## TASK DETAILS
Begin at the line containing "dtb at this" in the data below and go on through the line containing "- opt-in, no", repeating each line exactly; include both ends and no other line.

BEGIN SUPPLIED DATA

PR #314, opened 2026-08-26
imx93: AHAB signed boot, end to end on hardware

jetm:
Supersedes #279, rebased onto `wrynose`. Same work, 108 commits down to 18: 86 of
the originals were already upstream by patch-id, and `git cherry` confirms it.
The old branch is untouched at `imx93-ahab-secure-boot` if anything needs
recovering from it.

Takes AHAB from "designed" to a board that boots a fully signed chain: NXP-signed
ELE container, OEM-signed `imx-boot`, OEM-signed OS container carrying the
initramfs, Linux, LUKS2 `/var` underneath it.

```
Authenticate OS container at 0xa8000000
Starting kernel ...
[  OK  ] Found device /dev/mapper/var.

# findmnt -no SOURCE,FSTYPE /var
/dev/mapper/var btrfs
```

There is no `Loading Ramdisk` line, and that absence is the result: the initrd
that derives the `/var` key is inside the signature rather than beside it.

## What was actually wrong

Three variables look like the AHAB switch and none is. `UBOOT_SIGN_ENABLE` is the
FIT/HABv4 path, referenced only in `compile_mx8m()`; `SECO_FIRMWARE_NAME` is the
NXP-signed ELE blob needed to boot at all; `SECOEXT_FIRMWARE_NAME` is defined
upstream only for mx8ulp/mx95/mx943 and its sole consumer is
`COMPATIBLE_MACHINE = "avocado-imx95-frdm"`, so the `"none"` shim is inert here.

Signing is SPSDK, not CST. `cst_signer`'s source refuses AHAB without SPSDK and
its README puts i.MX 8x/8ULP/9 on that path, so `nxpimage ahab sign` takes the
finished container and finds the header and signature block itself, with no
offsets scraped from a build log and no `var-cst-signer` to port.

**`CONFIG_AHAB_BOOT` changes what `booti` means.** Its first argument becomes a
container: `cmd/booti.c` authenticates it, then calls `container_get_image_dst()`
on the same address to find the kernel. Authentication has already copied each
image to the destination recorded inside the container, so staging the container
at the kernel's own destination means authentication destroys what the next line
parses. That hides behind `auth_cntr`, which calls the same function and passes
because nothing reads the container afterwards.

**A second `--data` payload does not carry the initramfs.**
`container_get_image_dst()` returns the first exec image and the first data image
and stops, so a second data payload is authenticated, placed, and then never
located; `booti` still reads `argv[1]`. Keeping the separate load only for its
size is worse: `${filesize}` comes from the unauthenticated copy on disk, so a
larger file leaves unverified bytes past the authenticated region, and appending
a cpio archive is the documented way to overlay files in an initrd. Bundling into
the kernel removes the argument instead of guarding it.

## Contents

- `avocado-ahab-sign.bbclass` - shared signing and one fail-closed check. Two
  copies of that logic could drift, and a drift there is a security bug.
- `avocado-os-container.bb` - packs the initramfs-bundled Image + dtb at this
  machine's addresses and signs it. Asserts at build time that the measured
  kernel reaches neither the device tree nor the container.
- `ahab.cfg` + `u-boot-imx` bbappend - `CONFIG_AHAB_BOOT=y`, verified against the
  produced `.config`, gated on the `ahab` DISTRO_FEATURE rather than on the
  machine alone. The bbappend also rewrites the boot flow, `fdt_addr` and
  `bootm_size`, for the signed path only.
- `INITRAMFS_IMAGE_BUNDLE` - the initramfs rides inside the signed exec payload,
  so `booti` takes no ramdisk argument.
- Boot partitions 128 -> 256 MiB under AHAB, `recovery` included since it is
  `bootpart 5` and holds a boot filesystem too. The signed container is ~200 MB
  once the initramfs is in it, because oe-core's `copy_initramfs` unpacks the
  `.cpio.zst` and the kernel embeds what it is given.
- `kas/feature/ahab.yml` - opt-in, no working default. Asking for `ahab` without
  keys halts the build rather than shipping an unsigned image that looks signed.
- `scripts/avocado-flash` - the bash tool replaced by the Python port, plus `ums`
  (writes the board's own card in place) and `fuse-srk` verbs.

## What is opt-in, and what is not

Behind the `ahab` feature: the signing class, the OS container recipe, the
imx-boot signing include, the stone boot-file list and partition sizes, the
U-Boot environment rewrite, `ahab.cfg`, and `INITRAMFS_IMAGE_BUNDLE`.

Unconditional, deliberately: `AVOCADO_AHAB_FAMILY` / `AVOCADO_KERNEL_DTB` (read
only by gated code) and `scripts/avocado-flash`.

An unsigned build of these boards behaves as it did before this branch. The
signed path's `fdt_addr` and `bootm_size` are applied by the AHAB rewrite rather
than carried in the shared environment, so they do not reach it.

## The memory map had to move

The addresses were chosen for a ~33 MB kernel. At ~200 MB the kernel unpacks
across the device tree, and U-Boot stops with `FDT image overlaps OS image`.
Moving the container then hit a second wall: DRAM on this board is not
contiguous - `bdinfo` reports `0x80000000+0x16000000` and `0x98000000+0x68000000`
with 32 MiB missing between them - and a load spanning the hole is refused with
`Reading file would overwrite reserved memory`, which names neither the hole nor
the size. The container stages at `0xa8000000`, in the second bank and above the
`no-map` carve-out Linux later claims as `ele-reserved`. NXP's 256 MiB bootm
window moves with it.

The build-time check compares ranges rather than addresses. The previous check
asked whether `cntr_addr` equalled `image_addr`, which is true of any layout that
fails this way and false of every layout that did fail here.

## Fusing

`fuse-srk` is a sibling of `sd`/`emmc` and never reachable from them: flashing is
repeatable, fuses are not. `ahab_close` is absent rather than gated. Dry run is
the default and it refuses on a non-blank fuse field, a non-open lifecycle, an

END SUPPLIED DATA

## RESPONSE AREA
- `avocado-os-container.bb` - packs the initramfs-bundled Image + dtb at this
  machine's addresses and signs it. Asserts at build time that the measured
  kernel reaches neither the device tree nor the container.
- `ahab.cfg` + `u-boot-imx` bbappend - `CONFIG_AHAB_BOOT=y`, verified against the
  produced `.config`, gated on the `ahab` DISTRO_FEATURE rather than on the
  machine alone. The bbappend also rewrites the boot flow, `fdt_addr` and
  `bootm_size`, for the signed path only.
- `INITRAMFS_IMAGE_BUNDLE` - the initramfs rides inside the signed exec payload,
  so `booti` takes no ramdisk argument.
- Boot partitions 128 -> 256 MiB under AHAB, `recovery` included since it is
  `bootpart 5` and holds a boot filesystem too. The signed container is ~200 MB
  once the initramfs is in it, because oe-core's `copy_initramfs` unpacks the
  `.cpio.zst` and the kernel embeds what it is given.
- `kas/feature/ahab.yml` - opt-in, no working default. Asking for `ahab` without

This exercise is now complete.